Although it really isn't necessary I suggest taking a look at an enterprise level solid state drive instead of a consumer oriented drive. Specifically, I suggest the Intel DC S3700 enterprise ssd. Intel guarantees 2,000GB worth of writes per day for 5 years which is actually overkill for you. Performance is extremely consistent over time and very stable. Since it is an enterprise level ssd the price is higher.

I maintain the ssd database listed at the very top of this forum section but the database does not include enterprise level drives. I do have other databases I maintain.

Here is the link to this month's database of hardware reviews:

http://www.johnnylucky.org/reviews/index.html

Scroll down to the Data Storage/SSD section and then follow the links to 3 recently published technical reviews of the Inel DC S3700.

The ssd was released several months ago and there are more reviews. They are listed in the 2012 hardware review archives. Here is the link:

http://www.johnnylucky.org/reviews/2012-pc-hardware-reviews.html

And now a word about ssd caching. Here is a copy of my standard comment that I posted to numerous threads about ssd caching several years ago:

"There is a lot of misunderstanding about caching. Intel developed caching for clients and businesses that could not afford a large capacity ssd. Back when the concept was on the drawing board, Intel hoped clients and businesses would purchase a small 10Gb or 20GB for about $100.00. Microsoft Windows 7 and all software applications would remain on hard disk drives.

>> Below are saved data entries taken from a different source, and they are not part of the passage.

PR #111, opened 2019-06-30
Multi-shot sampling

### LINKED ISSUE #2: Sampling
It would be nice to specify 'sampling' as well as the number of shots to sample - if this is specified, the simulation should then sample the results of the measurement operators.

The fastest way to do this is to 'cheat' and simply run the circuit once *without* the measurement operators (as these reset the modes to the vacuum state), and then sample the Fock state probabilities/quadrature probabilities of the qumodes that are to be measured.

This feature should also ideally be supported in Blackbird in a way that doesn't require the user to modify the engine queue to remove existing measurement gates. Perhaps as a keyword argument when running the engine?

`eng.run(n_subsystems=3, backend=b, sampling=50)`

In this case, the frontend would:
1. 'hide' the measurement operators from the queue, but remember the qumodes to be measured
2. extract the required probability distribution and sample respective qumodes 50 times
3. return the **list** of sampled values to the user, perhaps using the attribute `reg.val` (or defining `reg.sample`?)

### LINKED ISSUE #107: Unify the format of returned measurement data
We should make the format (type, shape) of returned measurement results more uniform. Currently we sometimes return scalars, arrays, lists, tuples, etc. 

With the new `Results` object being created, now is the time to refactor the return types for various backends, and have a unified standard expressed in `Results`. 

This may also have relevance for register values.

Things to take into account:
1. shots
1. batch_size
1. number of measured modes
1. whether the user entered measured modes out of order -- should we return them in same order requested?

co9olguy:
Work in progress.

* Implements [multi-shot sampling](https://github.com/XanaduAI/platform-docs/blob/master/src/research/0030-sf-multi-shot-sampling.rst) in the `LocalEngine` interface as well as the backend API.
* Changes the way the measurement samples are stored in the `RegRef`s and the `Result` objects:
  For each measured mode, the samples are stored in an `array` of shape `([batch_size,] shots)`. When the measurement samples of multiple modes are stored together, the array shape is `(modes, [batch_size,] shots)`. This is also the format the `measure_*` methods of the backend API use for their return values.
* Currently all the `measure_*` methods implement the `shots` argument, except for the TF backend.

Related issues:

Closes #2, closes #107


co9olguy:
See #107

tests/integration/test_engine_integration.py
```diff
@@ -322,3 +308,435 @@ def test_measurefock_shots_exception(self, setup_eng):
                            match=r"""(Measure|MeasureFock) has not been implemented in {} """
                                   """for the arguments {{'shots': {}}}""".format(backend_name, shots)):
             eng.run(p1, shots=shots).samples
+
+class TestResults:
```
co9olguy: Note: I have a feeling some of these tests could be simplified/unified, perhaps with a `pytest.mark.parameterize`? Suggestions welcome

tests/integration/test_engine_integration.py
```diff
@@ -19,7 +19,7 @@
```
co9olguy: Note: I did not add any tests that check if the object returned from the backend has a particular shape, but we could add one for `gaussianbackend.measure_fock` I suppose?

strawberryfields/engine.py
```diff
@@ -86,15 +87,40 @@ class Result:
 
     Represents the results of the execution of a quantum program.
     Returned by :meth:`.BaseEngine.run`.
+
+    Args:
+        samples (list[list[int, float, None]]): nested list of
+            measurement samples, with shape ``(modes, shots)``
```
smite: How about storing the samples already in `BaseEngine` as a Dict[int, List[float,int]], and passing a copy of that to Result? I thought we agreed that storing Nones isn't the way to go, right?

smite: If the measurement samples obtained from the backend API call are stored in RegRefs first, transferring them into the samples dictionary only requires
`BaseEngine.samples = {r.ind: r.val for r in prog.reg_refs.values() if r.val is not None}`

I don't know how RegRefs would store batched data though.

co9olguy: Yes, that's right about `None`s. I think @josh146 just forgot that changing that behaviour was in-scope for this issue as well

co9olguy: > If the measurement samples obtained from the backend API call are stored in RegRefs first, transferring them into the samples dictionary only requires
> `BaseEngine.samples = {r.ind: r.val for r in prog.reg_refs.values() if r.val is not None}`
> 
> I don't know how RegRefs would store batched data though.

Yep, seems like this is the easiest way to do it. Presuming everything is returned from backend in good order, should be simple to convert to a dict and wrap in `Results`

co9olguy: I believe batched data was just stored as an array in each RegRef

co9olguy:
I simplified the logic in the `Results` class, and fock and gaussian backends pass all tests except the ones which check for `NotImplementedError`. It seems the engine catches the `NotImplementedError`s given by the backends and replaces them with its own. I tried to fix the tests to sync with this (see `test_results_measure_homodyne_shots` in `test_engine_integration.py`), but for some reason couldn't get the regex matches to work :(. Someone will have to pick up the torch if they can see why the regex is not working.

I also shored up some of the failing TF tests by restructuring how the TF Backend returns its measurement results. There is some potential ambiguity between `shots` axis and `batch_size` axis. I decided to remedy this by having TF Backend always return measurements with shape `(modes, [batch_size,] shots)`. The makes things unambiguous to the frontend. Unfortunately, this has led to a propagation of other tests failing, which will need to be fixed now as well.

strawberryfields/engine.py
```diff
@@ -86,16 +87,45 @@ class Result:
...
+            arrs = [np.array(v) for v in samples.values()]
+            samples_shapes = [v.shape for v in arrs]
+            ref_shape = samples_shapes[0]
+
+            if not np.all([s == ref_shape for s in samples_shapes]):
+                raise ValueError("The returned samples do not all have the same shape.")
+
+            if len(ref_shape) == 0:
+                #  scalars, single shot
+                samples_array = np.expand_dims(np.stack(arrs), axis=1)  # shape==(modes, 1)
```
smite: Isn't the sample data already always in a list, even if shots==1? This case should not be necessary then.

strawberryfields/ops.py
```diff
@@ -569,15 +569,14 @@ def apply(self, reg, backend, **kwargs):
         """
         values = super().apply(reg, backend, **kwargs)
         # convert the returned values into an iterable with the measured modes indexed along
-        # the first axis and shots along second axis (if larger than 1), so that we can assign
+        # the first axis and shots along second axis, so that we can assign
         # register values
         shots = kwargs.get("shots", 1)
         if self.ns == 1:
             values = [values]  # values is either a scalar, or has shape (shots,)
```
smite: This check (and the transpose below) should be unnecessary too, if the backend API funcs always return measurement results in a 2d array with shape == (modes, shots) or shape == (modes, batch_size, shots).

strawberryfields/ops.py
```diff
@@ -569,15 +569,14 @@ def apply(self, reg, backend, **kwargs):
...
         else:
-            if shots > 1:
-                values = values.T  # shape of values would be (shots, num_meas,)
-
+            if shots <= 0:
+                raise ValueError("Number of shots must be greater than zero.")
```
smite: `Measurement.apply()` does not need to know about shots, it just needs to slice the 2d or 3d array it receives into the RegRefs. It's good to test that shots > 0, but it should happen already in `BaseEngine._run()`.

tests/integration/test_engine_integration.py
```diff
@@ -531,10 +531,10 @@ def test_results_measure_heterodyne_with_shots(self, setup_eng):
         shots = 5
         with p.context as q:
             ops.MeasureHeterodyne() | q[1]
-        name = eng.backend._short_name.capitalize()
+        name = eng.backend.__class__.__name__
         with pytest.raises(NotImplementedError,
-                           match="{} backend currently does not support "
-                                 "shots != 1 for heterodyne measurement".format(name)):
+                           match="The operation (MeasureHeterodyne|MeasureHD) has not been "
+                                 "implemented in {} for the arguments {{'shots': {}}}".format(name, shots)):
```
josh146: nice!

co9olguy: thanks for the tip :man_facepalming:

josh146:
>  I decided to remedy this by having TF Backend always return measurements with shape (modes, [batch_size,] shots).
:+1:

co9olguy:
@smite I uncovered an issue with using `RegRef`s of measurement results in later gates, since the return shape now always has an extra axis for `shots`. Any ideas how to remedy? My feeling is we should disallow conditional preparations when `shots != 1` and adopt the `RegRef`s to take into account `shots==1`

smite:
@co9olguy This problem is analogous to the question what the register state should be after a multi-shot measurement. Since the measurement was performed several times, there is not a single unique history following it. Hence anything that happens after the multishot measurement has to follow one of the possible histories, that is, choose a single measurement result (first? last?) and stick with it. This is not perfect, but it's the best we can do.

I think there's basically two options for us:
1. Forbid any Operations in the circuit after the first multi-shot measurement, refuse to return a state object if the user requests it.
2. Allow further Operations, define the state after the multi-shot measurement as outlined above.

co9olguy:
There are too many open issues/questions in this refactor to confidently put it in next release. I'm going to pull it out of v0.11 milestone

smite:
The tests seem to run now.

There's one major hack remaining, in `Measurement.apply()`. It takes care of converting results returned by `measure_homodyne()` and `measure_heterodyne()` into the correct format. It can be removed once the aforementioned API functions are updated in every backend so that they always return a 2d/3d-array with `shape==(n_modes, [batch_size,] shots)`. As a result some backend tests may also need to be updated.

Finally, the TF backend can also return unevaluated `tf.Tensors` with `shape==(batch_size, shots)`, one per measured mode. They could be returned in a list, only slightly bending the return format, and everything should work.

tests/integration/test_engine_integration.py
smite: Added in the measure_* backend tests.

smite:
Now only the TFBackend `measure_*` methods are missing multishot capability.

josh146:
Closing for now, as this has been made outdated after #300 was merged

The cache only produced a minor boost in performance. Intel hoped that once clients saw the slight performance boost they might be inclined to purchase a larger ssd.

Intel also researched the size of the cache. Intel determined that a 60GB ssd was the point where it made no sense to use the ssd as a cache for a hard drive. Instead if you have a 60GB or larger capacity ssd, then Windows 7 and software applications should be installed on the ssd to take full advantage of the ssd capabilities.

Since you are thinking of purchasing a large capacity ssd, it makes more sense to install Windows 7 and your software applications on the ssd. The ssd performance boost is much higher than the hard disk drive performance increase."

In addition to the comments I repeatedly posted, there was an additional comment posted by Christian Wood an official Intel representative:

"Will the Intel SRT (Smart Response Technology) give you a performance boost with a smaller SSD? yes it will. With that performance increase reach the level of a SSD as a boot drive? no it won't."

As for the future, at the end of the year you will start seeing the new SATA Express standard developed by the Serial ATA International Organization (SATA-IO) being implemented. It is the first step in the migration from standard consumer ssd's to affordable consumer oriented PCIe solid state drives.

RoninTexas - My first pc was a genuine IBM that I bought in December 1984. It came with 256K of memory. I upgraded to 512K and eventually to 640K. PC Magazine which was published by Ziff Davis back then quoted Bill Gates as saying 640K was all the memory we would ever need.